ANOTHER caravan bound for the U.S. is formed by Salvadoran migrants – as 1,700 Hondurans cross the border into Guatemala after being granted visas

Thursday, January 17, 2019
By Paul Martin

At least 150 Salvadoran migrants have formed into a caravan and are heading towards the US border
They plan to join at least 1,700 Hondurans who have already crossed into Guatemala on their way to America
Honduran caravan was allowed to cross the border after applying for 90-day visas from the government
Migrants say rampant crime and lack of opportunity has left them with no choice but to seek a life elsewhere

17 January 2019

A new migrant caravan began snaking its way towards the US on Wednesday after 150 Salvadorans hit the road in search of a better life abroad.

The group was pictured walking along a highway in El Salvador’s capital of San Salvador as it makes its way towards a much larger caravan of at least 1,700 Hondurans, which has already crossed into Guatemala.
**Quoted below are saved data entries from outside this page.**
Issue #1304, opened 2026-07-16
--no-record is silently dropped by the press/fill/click readers — the documented state-repair flow doesn't work via CLI


thymikee:
## Summary

The `state-repair` divergence hint tells agents: *"fix app state with `--no-record` actions, then `replay --from N`"*. **That flag is silently dropped** — the `press` / `click` / `longpress` / `fill` CLI readers never forward `noRecord` into the daemon request. The grammar accepts `--no-record`, the reader ignores it, and the action records anyway.

During an armed (`--save-script`) repair this means an agent's **state-fix mutations are recorded into the healed script as spurious flow steps** — e.g. a `press "Back"` used only to reset app state becomes a step in the heal, so replaying the healed script performs an unintended action. This is the documented repair flow not working.

## Evidence

`src/commands/interaction/interactions.ts`:
- **`press` reader (~line 45)**: spreads `commonInputFromFlags` / `selectorSnapshotInputFromFlags` / `repeatedInputFromFlags` / `settleInputFromFlags`, plus `target` and `verify` — **no `noRecord`**. Same for `click`, `longpress`, `fill`.
- **`get` reader (~line 100)**: #1303 just fixed this one by explicitly adding `noRecord: flags.noRecord` **on top of** its existing `...commonInputFromFlags(flags)` spread — which proves the common spread does **not** carry `noRecord`. Its comment states the flags were *"silently dropped by this reader"*.

Only `open` (`src/commands/management/app.ts`) forwarded `noRecord` before #1303.

## Relationship to #1271

- #1271 **stage 1** (#1287, merged) shipped guidance telling agents to `--no-record` their diagnostic **reads** — that guidance was **inert** for the same reason, until #1303 fixed the read readers (`get`, `find`, `snapshot`).
- #1303 **explicitly scoped mutations out** (it's orthogonal to observation-only exclusion). This issue is that remainder: the same dropped-flag class, for mutating commands, where it breaks the `state-repair` flow.

## Fix

Forward `noRecord` (and the new `record`) in the mutating readers, mirroring what #1303 did for `get`/`find`/`snapshot`. Audit every reader for the same omission rather than fixing case-by-case — the root shape is "each reader hand-forwards flags, so any reader can silently drop one."

Regression: a `--no-record` `press` performed inside an armed repair segment must NOT appear in the healed script; and the healed script must not contain state-fix mutations.

thymikee:
[...]

PR #2292, opened 2026-09-05
refactor(cli): derive the common flag readers from the common-field table

thymikee:
## Summary

`commonInputFromFlags` and `selectionOptionsFromFlags` in
`src/commands/cli-grammar/common.ts` each hand-restated the common CLI
input keys as object literals, with no structural link to the
common-field table in `commands/common-input-fields.ts` that already
owns each key's schema, reader, client-options name, and audience.
Before, adding or reclassifying a common key meant remembering to also
touch both literals by hand — the exact failure mode `--no-record`
suffered in #1304/#1305. After, `CommonInputFieldSpec` carries a
`flagKey`/`flagIn` column, `flagKey` is required and typed against
`CliFlags` wherever `flagIn` is set (closing a gap where a row could
bind to a non-existent flag like `cwd` and silently read `undefined`
forever), and a new `commonFlagProjection(flags, projection)` helper
walks the table once for both readers.

## Validation

Tested commit: 8d4cb0892948e3ef633caf9da01551e083908f21 — `pnpm check:affected --run` green locally (format, lint, typecheck, layering, fallow, build, vitest-related: 1656 tests).

- The characterization test in `common.test.ts` ran green against the
  old literals and again unmodified against the table-derived version
  — deep-equal (key order changed, nothing consumes it). Extended the
  fixture so a row wrongly gaining `flagIn` shows an extra value
  instead of being compacted away; confirmed by temporarily adding
  `flagIn` to `daemonBaseUrl` (test failed) and `flagKey: 'cwd'` (`tsc`
  rejected it), then reverting both.
- `pnpm vitest run --project unit-core src/commands` — 575 tests green.
- `pnpm check:layering` — clean; the `cli-grammar/common.ts` →
  `commands/common-input-fields.ts` import is intra-`commands`-zone.

## Review notes

- Deferred: `selectionOptionsFromFlags` still casts to `SelectionOptions`.
  Removing it needs `common-input-fields.ts` to import from
  `cli-grammar/types.ts`, reversing the one-way dependency; not worth
  it for a cast the characterization test already pins.

### DIFF
--- a/src/commands/cli-grammar/common.test.ts
+++ b/src/commands/cli-grammar/common.test.ts
@@ -23,9 +23,25 @@ const ALL_COMMON_FLAGS: Partial<CliFlags> = {
   androidDeviceAllowlist: 'emulator-5554,emulator-5556',
 };
 
+// Common-input-fields.ts rows that read a real `CliFlags` key but deliberately join neither
+// `flagIn` projection today (operator/env-sourced). Setting these too, on top of
+// `ALL_COMMON_FLAGS`, means a row that wrongly gained `flagIn: ['input']` would surface a
+// concrete value here rather than being silently dropped by `commonInputFromFlags`'s
+// `compactRecord` — over-inclusion `ALL_COMMON_FLAGS` alone cannot catch, since an unset flag
+// reads as `undefined` and gets compacted away either way.
+const NON_PROJECTED_COMMON_FLAGS: Partial<CliFlags> = {
+  daemonBaseUrl: 'https://daemon.example',
+  daemonAuthToken: 'token-value',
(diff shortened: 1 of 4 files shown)


thymikee:
Reviewed exact head `8d4cb0892948e3ef633caf9da01551e083908f21`: clean. The common input table remains command/CLI-owned; `flagKey: keyof CliFlags` plus the discriminated `flagIn` mapping prevent invalid bindings while deriving both common-flag projections from one source. Characterization covers projected and deliberately unprojected flags and preserves the prior shapes. All applicable CI checks are green; no device evidence is owed for this refactor.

The Hondurans made the crossing at the Agua Caliente border point on Wednesday, around 80 miles ahead of the Salvadoran caravan, after many of them were granted 90-day visas by the Guatemalan government.

Donald Trump has previously threatened to cut aid to Guatemala – which received $257million in 2017 – if it does not do more to stop the migrant caravans.

Speaking about their reasons for leaving, those in the El Salvador caravan cited violence and a lack of work as their main reasons for going.

‘I can’t stay. I’m leaving because the gangs have threatened me – either I join them, or they’ll kill me,’ said Adonay Hernandez, 22, who was carrying just $20 in his pocket but was confident he will make it to relatives in North Carolina. ‘God is my shield,’ he said.

Others hoped to find a better life in Mexico, where they have options for applying for refuge and work permits.

‘I know that in Mexico they are helping us,’ said Franklin Martinez, a 34-year-old traveling with his partner and their 2½-year-old daughter.

‘We are going to ask for refuge and we are going to stay and work. After we have saved enough, perhaps we will go to the United States, but our goal is to make it to Mexico.’

Liduvina Margarin, vice minister for Salvadorans abroad, met with the migrants before they left a downtown plaza to warn them about the dangers of the northward route. She told them that more than half the Salvadorans who left in caravans have returned to the country.